(Sugiro que o texto referido no título seja lido antes do escrito abaixo. Caso você não tenha o texto, há uma leitura minha no link abaixo. São cerca de trinta minutos de leitura.)
A doença da morte é um texto que foi escrito por Marguerite Duras e publicado originalmente em 1983. O texto foi escrito com a possibilidade de ser encenado no teatro. Ao final do texto, a autora dá indicações de como a encenação poderia ser realizada.
Ao ator que interpretasse o homem, a indicação é que lesse o texto andando em volta da cama, único cenário no palco. Deitada na cama, a atriz que interpretasse a mulher diria seu texto de cabeça. Haveria, portanto, aquele do qual o texto fala mas que nunca seria representado. Mesmo quando ele se dirige a moça, é por intermédio do ator-leitor do texto. Logo, o aviso é de que o texto encena a solidão da mulher interpretada e a distância presentificada pelo leitor do drama que incorpora a tessitura lida do texto.

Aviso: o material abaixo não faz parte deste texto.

PR #211, opened 2020-07-22
[CALCITE] Merging parsing_exodus into master

AndrewPochapsky:
- Created new top level parsing/parserImpls.ftl file containing logic that was previously in core
    - Moved existing parsing/parserImpls.ftl and dialects into new directory parsing/intermediate
- Moved core's config.fmpp to parsing/
- Changed path in core's build.gradle.kts to reference this config.fmpp file
- Removed all injection logic (except keywords for now) and replaced with an overriding approach


core/src/main/java/org/apache/calcite/sql/dialect/BigQuerySqlDialect.java
```diff
@@ -255,13 +255,7 @@ public BigQuerySqlDialect(SqlDialect.Context context) {
...
       writer.print("-");
     }
-    Long intervalValueInLong;
-    try {
-      intervalValueInLong = Long.parseLong(literal.getValue().toString());
-    } catch (NumberFormatException e) {
-      throw new RuntimeException("Only INT64 is supported as the interval value for BigQuery.");
-    }
-    writer.literal(intervalValueInLong.toString());
+    writer.literal(literal.getValue().toString());
```
dasch-1, line 258: Hm, this shouldn't be in the diff. Doesn't this change already exist in master?

parsing/dialects/bigquery/parserImpls.ftl
```diff
@@ -1,36 +0,0 @@
-<#--
```
dasch-1, line 1: Why is this file showing up as deleted rather than moved/renamed?

parsing/intermediate/dialects/postgresqlBase/dialects/postgresql/parserImpls.ftl
```diff
@@ -0,0 +1,196 @@
+<#--
```
dasch-1, line 1: Why is this file showing up as new, rather than moved/renamed?

parsing/intermediate/dialects/postgresqlBase/dialects/redshift/parserImpls.ftl
```diff
@@ -0,0 +1,196 @@
+<#--
```
dasch-1, line 1: Same question for this file on why this isn't moved/renamed?

parsing/intermediate/dialects/postgresqlBase/parserImpls.ftl
```diff
@@ -0,0 +1,335 @@
+<#--
```
dasch-1, line 1: Same question for this file on why this isn't moved/renamed?

core/src/main/java/org/apache/calcite/sql/dialect/BigQuerySqlDialect.java
AndrewPochapsky: No idea why any of what you pointed out is happening :/ Maybe because this isn't the original branch?

AndrewPochapsky: Actually the same thing is happening with parsing_exodus into master: https://github.com/googleinterns/calcite/compare/master...parsing_exodus

AndrewPochapsky: My guess is that since the /intermediate/ directory didn't exist before git considers it as a new file.

dasch-1: Interestingly, not all .ftl files are showing this issue. For example, this file looks like it was moved/renamed:

parsing/dialects/defaultdialect/parserImpls.ftl → parsing/intermediate/dialects/defaultdialect/parserImpls.ftl

AndrewPochapsky: I don't believe that I made any changes to defaultdialect which is maybe why it is showing up properly.

dasch-1: I don't think it's just a matter of which files were edited because dialect1/parserImpls.ftl also was moved/renamed properly:
parsing/dialects/dialect1/parserImpls.ftl → parsing/intermediate/dialects/dialect1/parserImpls.ftl

Can you try doing a "git mv" on the files that are showing up as deleted/created? (https://git-scm.com/docs/git-mv)

AndrewPochapsky: Sorry if I'm missing something, but how can I do this if the changes have already been made?

dasch-1: You should be able to use some combination of "git reset" and "git checkout" with a specific filename to undo the changes in that file to match the version in master (https://git-scm.com/docs/git-checkout).

Just make sure to copy/paste the contents of the file into some place safe so that you can copy/paste them back in after you do the "git mv".

dasch-1: I ran through the steps I recommended to you and I'm still seeing GitHub show these files as being deleted/added rather than modified/renamed, even though git was saying otherwise. I think we can chalk this up to a GitHub diff visualization bug.

core/src/test/java/org/apache/calcite/rel/rel2sql/RelToSqlConverterTest.java
```diff
@@ -3022,10 +3022,6 @@ private void checkLiteral2(String expression, String expected) {
             + "WHERE (hire_date + INTERVAL 10 HOUR)"
             + " > TIMESTAMP '2005-10-17 00:00:00'";
     sql(sql1).withBigQuery().ok(expect1);
-
-    final String sql2 = "select  * from \"employee\" where  \"hire_date\" + "
-            + "INTERVAL '1 2:34:56.78' DAY TO SECOND > TIMESTAMP '2005-10-17 00:00:00' ";
-    sql(sql2).withBigQuery().throws_("Only INT64 is supported as the interval value for BigQuery.");
```
ArthurInTheShell, line 3028: Could you provide more context on the deletion of this test cases?

AndrewPochapsky: That wasn't my change actually, not sure why it shows up in the diff. It was made in this Pr: https://github.com/googleinterns/calcite/pull/207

A indicação para a leitura do texto é priorizada por Duras. Para a escritora, nenhuma representação substitui o efeito de leitura do texto. Para que essa função não seja anulada pela encenação teatral, dois atores poderiam falar o texto como se o tivessem escrevendo, cada um em quartos separados. A solidão desencontrada que se escreve através desses personagens é o ponto crucial, o buraco delimitado pelo texto.
Quando li o texto pela primeira vez, não havia me cercado de nenhuma dessas instruções. Gosto de encontrar os textos de Duras desprevenida, desavisada. Como se meu não-saber pudesse intensificar os efeitos e as camadas que o texto produz no corpo. Comecei a ler o texto desconhecendo as indicações de leitura da autora (que só aparecem ao final do texto), mas sabia que ele teria que ser lido de uma vez só, sem intervalos.

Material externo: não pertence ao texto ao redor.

PR #213, opened 2020-07-23
[CALCITE] Added dialectic parsing test tool to create report of failing queries

michaelvdow:
Can be ran using the command: `./gradlew :parsing:tools:findDialectParsingErrors -PinputPath <input_path> -PoutputPath <outputPath> -Pdialect=<dialect> [-PgroupByErrors] [-PnumSampleQueries=<num>]` where the paths are relative to the tools directory.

Talvez por essa empolgação, tenha lido rápido, sem tanto fôlego. Com isso, desrespeitei a indicação de grandes espaços de silêncio entre as noites pagas – o silêncio da passagem do tempo. Devia ter desconfiado que o intervalo não era no tempo de encontro com o texto, pois é o que estrutura seu acontecimento. O intervalo é um dos elementos no texto.
Ao invés do barulho do mar, já que em Minas não tem mar, foi substituído pelo barulho real da casa e do entorno, que não desejei tirar. No meu território há o barulho da música ambiente, das máquinas funcionando na rotina de uma casa e o barulho da rua habitada por pessoas, bichos e carros. Essas são as alternâncias marítimas que por aqui se entremeiam. A cada território, sua sonoridade é incorporada com seus furos no ideal imaginário da cena.

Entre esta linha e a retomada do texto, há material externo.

PR #215, opened 2020-07-23
[CALCITE] File annotations for DialectGenerate

AndrewPochapsky:
- Each extracted function and token assignment now has a comment above its declaration stating which file it was extracted from
- Added a new line separator between each extracted entity to improve readability
- Modified existing tests to work with annotations


buildSrc/subprojects/parser/src/main/java/org/apache/calcite/buildtools/parser/DialectTraverser.java
```diff
@@ -143,9 +143,15 @@ private void traverse(
       String fileName = f.getName();
       if (f.isFile() && fileName.endsWith(".ftl")) {
         try {
-          String fileText = new String(Files.readAllBytes(f.toPath()),
+          Path absoluteFilePath = f.toPath();
```
dasch-1, line 146: nit: This is getting to be a lot of contents in this try/catch block. Can we split out some things to not be in the try/catch?

buildSrc/subprojects/parser/src/test/resources/integrationTest/expected.ftl
```diff
@@ -14,10 +14,14 @@
...
  * limitations under the License.
  */
+
+// Extracted from: parserTest/parserImpls.ftl
 <DEFAULT> TOKEN :
 {
 
 }
+
+// Extracted from: parserTest/intermediate/parserImpls.ftl
```
dasch-1, line 24: Should we have the parsingTest directory structure match the real one? e.g. parserTest/dialects/intermediate/parserImpls.ftl here?

buildSrc/subprojects/parser/src/main/java/org/apache/calcite/buildtools/parser/DialectGenerate.java
```diff
@@ -74,8 +74,10 @@
    * @param fileText The contents of the file to process
    * @param extractedData The object to which the parsed functions and token assignments
    *             will be added to
+   * @param filePath The path of the file being processed
    */
-  public void processFile(String fileText, ExtractedData extractedData) {
+  public void processFile(String fileText, ExtractedData extractedData,
+      String filePath) {
```
lisayin, line 80: Will there be other places that might call processFile without filePath that would still be a legitimate call?

buildSrc/subprojects/parser/src/test/resources/integrationTest/expected.ftl
AndrewPochapsky: Good idea, will make the change.

buildSrc/subprojects/parser/src/main/java/org/apache/calcite/buildtools/parser/DialectGenerate.java
AndrewPochapsky: Not at the moment but I can see it possibly happening in the future. I'll make this parameter optional by having a null check before the annotation gets added.

buildSrc/subprojects/parser/src/main/java/org/apache/calcite/buildtools/parser/DialectTraverser.java
AndrewPochapsky: Will do

buildSrc/subprojects/parser/src/test/java/org/apache/calcite/test/DialectGenerateTest.java
```diff
@@ -168,31 +169,31 @@ private void assertFileProcessed(String testName) {
   }
 
   @Test public void processFileEmpty() {
-    assertFileProcessed("empty");
+    assertFileProcessed("empty", true);
```
dasch-1, line 172: nit: Use comment (here and elsewhere) to indicate the name of the parameter (e.g. /*specifyFilePath=*/)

Com o gesto metodológico apresentado, encontramos o corpo textual. A doença da morte foi escrita quando eu tinha apenas um ano de idade. No entanto, o texto apresenta as atemporais devastações amorosas que encontrei (e vocês também) nas não-relações que atravessei.
Cheguei ao território sexual e dele parti como quem aposta no amor sabendo que seu território é não-semelhante. Quase sempre o corpo erótico se torna receptáculo da cegueira sexual. A não-relação sexual satisfaz a solitária fantasia de um corpo que testemunha a impossibilidade do amor nas tramas do sexual. A passagem do tempo testemunha a distância vivida entre dois, ou melhor um a um. Quando o desejo de amor tem a morte sexual como resposta, nos percebemos diante de um espelho cujo buraco reflete o vazio de cada um de nós na busca por amor. Doença da morte.
Mas o que é amor quando não se estrutura como órgãos e orifícios da espécie ao qual estamos enjaulados? O que é o amor, quando uma mulher fica aprisionada no engodo de uma essência dita feminina delirando, sozinha, o encontro amoroso? O que é o amor, quando um homem, no engodo aprisionante de um instinto masculino, transa com seus fetiches e goza de suas fantasias, solitário? A doença é a desesperança, mas um corpo passa.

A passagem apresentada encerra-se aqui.